Given information.
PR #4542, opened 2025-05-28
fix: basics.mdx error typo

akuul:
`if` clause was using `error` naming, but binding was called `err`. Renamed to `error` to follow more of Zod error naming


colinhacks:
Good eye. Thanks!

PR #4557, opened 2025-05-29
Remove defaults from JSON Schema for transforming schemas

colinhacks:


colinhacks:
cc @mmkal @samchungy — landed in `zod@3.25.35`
--
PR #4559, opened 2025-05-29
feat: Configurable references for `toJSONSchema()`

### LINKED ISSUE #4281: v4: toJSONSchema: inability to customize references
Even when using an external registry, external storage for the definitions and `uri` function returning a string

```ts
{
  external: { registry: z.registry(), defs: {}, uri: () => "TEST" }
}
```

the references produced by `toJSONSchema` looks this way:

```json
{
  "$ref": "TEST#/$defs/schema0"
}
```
--
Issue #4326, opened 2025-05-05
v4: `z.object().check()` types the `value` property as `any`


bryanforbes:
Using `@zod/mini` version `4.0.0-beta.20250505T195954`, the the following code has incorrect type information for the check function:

Activity. Would you please repeat exactly the lines above, starting at the line with "PR #4542, opened 2025-05-28" and stopping at the line with "PR #4557, opened 2025-05-29", both included?

The completed task.
PR #4542, opened 2025-05-28
fix: basics.mdx error typo

akuul:
`if` clause was using `error` naming, but binding was called `err`. Renamed to `error` to follow more of Zod error naming


colinhacks:
Good eye. Thanks!

PR #4557, opened 2025-05-29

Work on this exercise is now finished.